Jülich: Jülich bekommt ein „Theater der Stadt“

Jülich: Jülich bekommt ein „Theater der Stadt“

Leseprobe: Sieben Schauspieler sitzen auf der Bühne, halten Texte in den Händen. Der erste intoniert: „Ein Zauberspiegel — fabelhaft.“ Prompt korrigiert Regisseurin Olga Romanovskaya. Sie motiviert, den Text mit Emotionen zu untermauern, die Stimme dem Inhalt anzupassen.

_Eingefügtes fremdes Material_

PR #1436, opened 2024-09-30
Fix weak vtables causing dynamic_cast error in apple clang 16

sethrj:
There's something wrong with the dynamic cast when using `-O1` or higher on apple clang 16 (i.e. XCode 16 aka the one targeting Sequoia):
```
test/orange/orangeinp/Solid.test.cc:309: Failure
Value of: dynamic_cast<ConeShape const*>(shape.get())
  Actual: false
Expected: true
actual shape: celeritas::orangeinp::Shape<celeritas::orangeinp::Cone>
```
for code
```c++
    {
        auto shape = ConeSolid::or_shape(
            "cone", Cone{{1, 2}, 10.0}, std::nullopt, SolidEnclosedAngle{});
        EXPECT_TRUE(shape);
        EXPECT_TRUE(dynamic_cast<ConeShape const*>(shape.get()))
            << "actual shape: " << demangle_shape(*shape);
    }
```

Moving the dynamic-cast code from the test to the library works:
```c++
ConeShape const* dyncast_cone_shape(ObjectInterface const* obj)
{
    return dynamic_cast<ConeShape const*>(obj);
}
```
and generates identical assembly to the function if added to the test binary:
```asm
celeritas::orangeinp::test::dyncast_cone_shape_2(celeritas::orangeinp::ObjectInterface const*): ; @_ZN9celeritas9orangeinp4test20dyncast_cone_shape_2EPKNS0_15ObjectInterfaceE
Lfunc_begin77:
	cbz	x0, LBB77_2
	ldr	x8, [x0]
	adrp	x9, vtable for celeritas::orangeinp::Shape<celeritas::orangeinp::Cone>@GOTPAGE
	ldr	x9, [x9, vtable for celeritas::orangeinp::Shape<celeritas::orangeinp::Cone>@GOTPAGEOFF]
	add	x9, x9, #16
	cmp	x8, x9
	b.eq	LBB77_3
LBB77_2:
	.loc	1 0 12 is_stmt 0                ; ./test/orange/orangeinp/Solid.test.cc:0:12
	mov	x0, #0                          ; =0x0
LBB77_3:
	.loc	1 304 5                         ; ./test/orange/orangeinp/Solid.test.cc:304:5
	ret
```
Note the above code loads the vtable for the object, and simply compares the vtable address to that of the pointer. Interestingly, the vtable shows up in both the library and the test: so we conclude that the vtable for the pointer created by the library is *not* the same vtable known to the unit test!!

This seems to be related to a new Clang optimization, https://reviews.llvm.org/D154658 (aka https://github.com/llvm/llvm-project/commit/9d525bf94b255df89587db955b5fa2d3c03c2c3e), perhaps also the cause of https://github.com/llvm/llvm-project/issues/71196 . Adding `-fno-assume-unique-vtables` as documented by the new feature causes the tests to work again.

This seems to be because the class being compared is `final` but since it's templated, *because it's instantiated in the main library but not declared external*, the vtable appears both in the library and test so the address is different between the two of them. Adding an `extern template` declaration fixes this.

### DIFF
--- a/src/celeritas/global/Stepper.hh
+++ b/src/celeritas/global/Stepper.hh
@@ -92,6 +92,9 @@ class StepperInterface
     //!@}
 
   public:
+    // Default virtual destructor
+    virtual ~StepperInterface();
+
     // Warm up before stepping
     virtual void warm_up() = 0;
 
@@ -114,8 +117,8 @@ class StepperInterface
     virtual SPState sp_state() = 0;
 
   protected:
-    // Protected destructor prevents deletion of pointer-to-interface
-    ~StepperInterface() = default;
+    StepperInterface() = default;
+    CELER_DEFAULT_COPY_MOVE(StepperInterface);
 };
 
 //---------------------------------------------------------------------------//
--- a/src/celeritas/global/Stepper.hh
+++ b/src/celeritas/global/Stepper.hh
@@ -192,4 +192,11 @@ class Stepper final : public StepperInterface
 };
 
 //---------------------------------------------------------------------------//
+// EXPLICIT INSTANTIATION
+//---------------------------------------------------------------------------//
+
+extern template class Stepper<MemSpace::host>;
+extern template class Stepper<MemSpace::device>;
+
+//---------------------------------------------------------------------------//
 }  // namespace celeritas
--- a/src/celeritas/global/CoreState.hh
+++ b/src/celeritas/global/CoreState.hh
@@ -230,4 +230,11 @@ auto& CoreState<M>::native_action_thread_offsets()
 }
 
 //---------------------------------------------------------------------------//
+// EXPLICIT INSTANTIATION
+//---------------------------------------------------------------------------//
+
+extern template class CoreState<MemSpace::host>;
+extern template class CoreState<MemSpace::device>;
+
+//---------------------------------------------------------------------------//
 }  // namespace celeritas
--- a/src/celeritas/global/Stepper.cc
+++ b/src/celeritas/global/Stepper.cc
@@ -54,6 +54,9 @@ ScopeExit(F&& func) -> ScopeExit<F>;
 }  // namespace
 
 //---------------------------------------------------------------------------//
+StepperInterface::~StepperInterface() = default;
+
+//---------------------------------------------------------------------------//
 /*!
  * Construct with problem parameters and setup options.
  */
--- a/src/celeritas/user/detail/StepGatherAction.hh
+++ b/src/celeritas/user/detail/StepGatherAction.hh
@@ -93,5 +93,12 @@ void step_gather_device(DeviceCRef<CoreParamsData> const&,
                         DeviceRef<StepStateData>&);
 
 //---------------------------------------------------------------------------//
+// EXPLICIT INSTANTIATION
+//---------------------------------------------------------------------------//
+
+extern template class StepGatherAction<StepPoint::pre>;
+extern template class StepGatherAction<StepPoint::post>;
+
+//---------------------------------------------------------------------------//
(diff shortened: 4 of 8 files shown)


esseivaju:
Interesting digging on that issue. Could this originate from the fact that we had explicit instantiation definitions of these template classes without matching explicit instantiation declarations? So we'd get duplicate vtables during explicit instantiation and implicit instantiation when the template is used.

EDIT: that's what your last paragraph says, I didn't read it carefully enough 😅

src/celeritas/global/Stepper.hh
```diff
@@ -191,5 +191,12 @@ class Stepper final : public StepperInterface
     std::shared_ptr<ActionSequenceT> actions_;
 };
 
+//---------------------------------------------------------------------------//
+// EXPLICIT INSTANTIATION
+//---------------------------------------------------------------------------//
+
+extern template class Stepper<MemSpace::host>;
+extern template class Stepper<MemSpace::device>;
```
esseivaju, line 202: This class has a public non-virtual dtor.

esseivaju (approved):
Looks good, nice fix! Small unrelated comment if you want to bundle that in that PR.

sethrj:
Yeah but the template functions should all be weak so I think it's legal? 😕

src/celeritas/global/Stepper.hh
sethrj: It's `final` so it doesn't need to be explicitly virtual? The base class is protected.

sethrj: But there's no good reason not to make the base destructor virtual so I'll do that.

pcanal: > It's final so it doesn't need to be explicitly virtual?

`Stepper`'s destructor has apriori no reason to be more virtual than it's base class.  However since the base `StepperInterface` exists, users could have tried to call the operator delete on a pointer to the base class ... except for the fact that that the destructor of the base class was declared protected ... but this prevents only external calls to the base class operator delete but does not prevent calls to that same operator from any of the `Stepper` classes ... and this misuse would not be caught with the current code ... to prevent it we would need to declare the operator delete itself private (we can't declare the destructor private since it is needed by the derived classes).

TLDR:  Seth is right, just make the base class destructor virtual since it already has a virtual table.

esseivaju:
yes it should be legal. From

> When the destination is a final class type that does derive from the source type, emit a direct comparison against the corresponding base class vptr value(s).

During the compilation of the test suit, they replace the `dynamic_cast` with a comparison of vtable pointers. During linking, the linker resolves the weak symbols, keeps only the first definition (the explicit instantiation), and discards the implicit instantiation from the test suit. So that's why the vtable pointers are not the same at runtime. I take that's what happens but I'm not sure why the linker can't get the correct vtable offset when resolving weak symbols. Maybe the code emitted after compilation uses the raw offset instead of a symbol, i.e. removing the explicit instantiation declaration and definition would also fix this (assuming there are no other implicit instantiations in the program).

src/celeritas/global/Stepper.hh
sethrj: @pcanal If anyone tries to submit a PR that contains `delete this`, they're off the project 😂

pcanal: This could happens a little bit easier :)
```
class Base { protected: ~Base(); };
class Derived { Base *other; public: ~Derived() { delete other; } };
```

sethrj: Ha, good point. That (and any other use of `delete` of Celeritas objects) would only merit a stern talking-to 😉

Romanovskaya macht es vor, ist präsent, zieht die Blicke auf sich, benutzt Mimik und Gestik. Das Zuschauen macht neugierig auf das Endprodukt. Geprobt wird: „Die Schneekönigin“.

Theater der Stadt Jülich: Initiatoren sind Christoph Klemens vom Kulturbüro Jülich, Dezernentin Katharina Esser, Olga Romanovskaya, Schauspielschulleiter René Blanche und die künstlerische Leiterin Andrea Royé. Foto: Mengel-Driefert

„Das Familienweihnachtsmärchen ist die erste Produktion eines ambitionierten Vorhabens, das den Namen Theater der Stadt Jülich trägt“, sagt Dezernentin Katharina Esser und verweist auf eine gemeinsame Initiative der Aachener Schauspielschule und dem Kulturbüro mit dem Ziel, das Jülicher Kulturleben zu bereichern und jungen Schauspielern die Möglichkeit zu geben, erste Bühnenerfahrungen zu sammeln. Geplant sind zwei Produktionen im Jahr.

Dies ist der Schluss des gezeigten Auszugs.